What the exercise asks: Pull out every line below holding the word "session".

Stored data entries
PR #9002, opened 2026-07-18
fix: migrate 4.0.x resume data for torrents with zero-length files

### LINKED ISSUE #8791: Corruption of certain .resume files being encountered on transmission-daemon 4.1.1 (56442e2929)
### What is the issue?

Hi,

Due to the "Copy/Fail" bug on linux I recently pacman -Syu'd my linux machine which updated me from transmission-daemon 4.0.6 (38c164933e) to transmission-daemon 4.1.1 (56442e2929).

Almost immediately, I had errors on 2 torrents I was seeding that were previously fine.

The error said something about a piece being corrupt (it happens time to time - but rarely - so I wasn't *immediately* panicing) but the usual fix is to verify the file and to either let it grab the missing piece off the internet or make a copy and rename the file (which fixes it sometimes because BTRFS raid 5 detects and corrects the error on read)...

Howver - what happened upon verify is the following:

1.  Went from 100% (minus corrupt piece) to 0%.
2.  The structure of the reported torrent changed.

After some testing I think the torrents structure was changed upon loading by transmission-daemon version 4.1.1.

The TL;DR is that after snapshotting appropriate files for rollback + reproducibility purposes - dropping in the 4.0.6 transmission-daemon and restoring the resume from pre-update (it becomes quite a different file after verification in 4.1.1) makes everything work again.

The torrent the file is based on has not changed (nor does it) since I downloaded it (as per diff -s reporting identical files).

Further - I was able to copy the magnet file from transmission-qt (running remotely against transmission-daemon) and paste it into transmission-gtk (a local session) and the file structure inside the torrent was the same as it was supposed to be - well - with a qualification that will probably shed light on where the problem may be).

There is an option to "rename" files in a torrent from the transmission-qt client via selecting the torrent properties and going to the 'files' tab.

I use this feature for different reasons - sometimes to "massage" names so another service will properly recognize a file for what it is.  In the case of the torrent that I was testing - it was to have it match my preferred folder structure - so I simply renamed the top level folder in the torrent and left everything else as-is).

I discovered this was done in the resume file a few months ago when I was restoring my system from an unrecoverable corruption - all old data was fine (and backed up) but new data was being written incorreclty.

Once everything got restored I attempted to restart transmission-daemon but the folder structure was different for some of the files so I attempted to "process" those files via sed (search/replace) and that was an *abyssmal failure* - lol :P

Those resume files ended up unusable (I made the replacement folder the same length as the original but likely missed a checksum or some other mechanic in the file that made my edited version invalid).

So I ended up reloading said torrents from their original torrents (having lost my shared counters and whatnot) and I had to manually click on each of almost 1000 individual torrents and manually select their new location - fun times /sigh...

At any rate, I also had extra headaches for any torrents in which I had renamed individual files within the torrents and either renamed them (again) on disk (to match the default torrent layout) or in the torrent itself (technically the resume file if I am correct).

The reason for the backstory is that I believe that my new transmission-daemon (4.1.1) is not properly parsing the resume file from 4.0.6 because of the renaming I did within the torrent (which seems connected to the resume file).

It would be *amazing* to have a resume file editor where I was able to load a torrent and it's resume file and see what is what - but I'm sure that is a pipe dream.

Alternatively - if someone knowledgable about the code base has any thoughts towards making transmission-daemon work the same way as it did with respect to this (these) files - I am guessing I will encounter more errors if using 4.1.1 when those other files I have renamed get actually used for seeding (I'm guessing that nothing is checked until necessary - ie when a request comes in?)

I have no idea what (if anything) changed between then (4.0.6) and now (4.1.1) with respect to resume file parsing but it seems like, based on my observed behaviour, asking is a good place to start...

I am attaching 3 screenshots on the 2 different transmission-daemons in question.

The 1.png screenshot shows the incorrectly parsed resume file on the left and that same file being restarted on the right in a new client transmission-gtk (4.1.1 - local session) via 'Copy magnet link to clipboard' from the transmission-qt (4.1.1 client connected to 4.1.1 server).  I'd like you to notice the "extra folders + files" at the top on the left side as well as the incorrectly reported sizes of files vs the right side (ie the 151.5 MB text file).

The 2.png screenshot shows this same torrent/resume file under transmission-daemon 4.0.6 - properly working as it should be (ie as the original torrent save a renamed top-level folder).

The 3.png screenshot shows an expanded tree where you can see the partial duplication of 'Season 9' - particularly episodes 11/12/13.  On disk it exists physically identical to what is shown in 2. screenshot.   What is weird is that they are referencing the same file (from 2 different top level folders) but they do not share file sizes.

Task response:
Further - I was able to copy the magnet file from transmission-qt (running remotely against transmission-daemon) and paste it into transmission-gtk (a local session) and the file structure inside the torrent was the same as it was supposed to be - well - with a qualification that will probably shed light on where the problem may be).
The 1.png screenshot shows the incorrectly parsed resume file on the left and that same file being restarted on the right in a new client transmission-gtk (4.1.1 - local session) via 'Copy magnet link to clipboard' from the transmission-qt (4.1.1 client connected to 4.1.1 server).  I'd like you to notice the "extra folders + files" at the top on the left side as well as the incorrectly reported sizes of files vs the right side (ie the 151.5 MB text file).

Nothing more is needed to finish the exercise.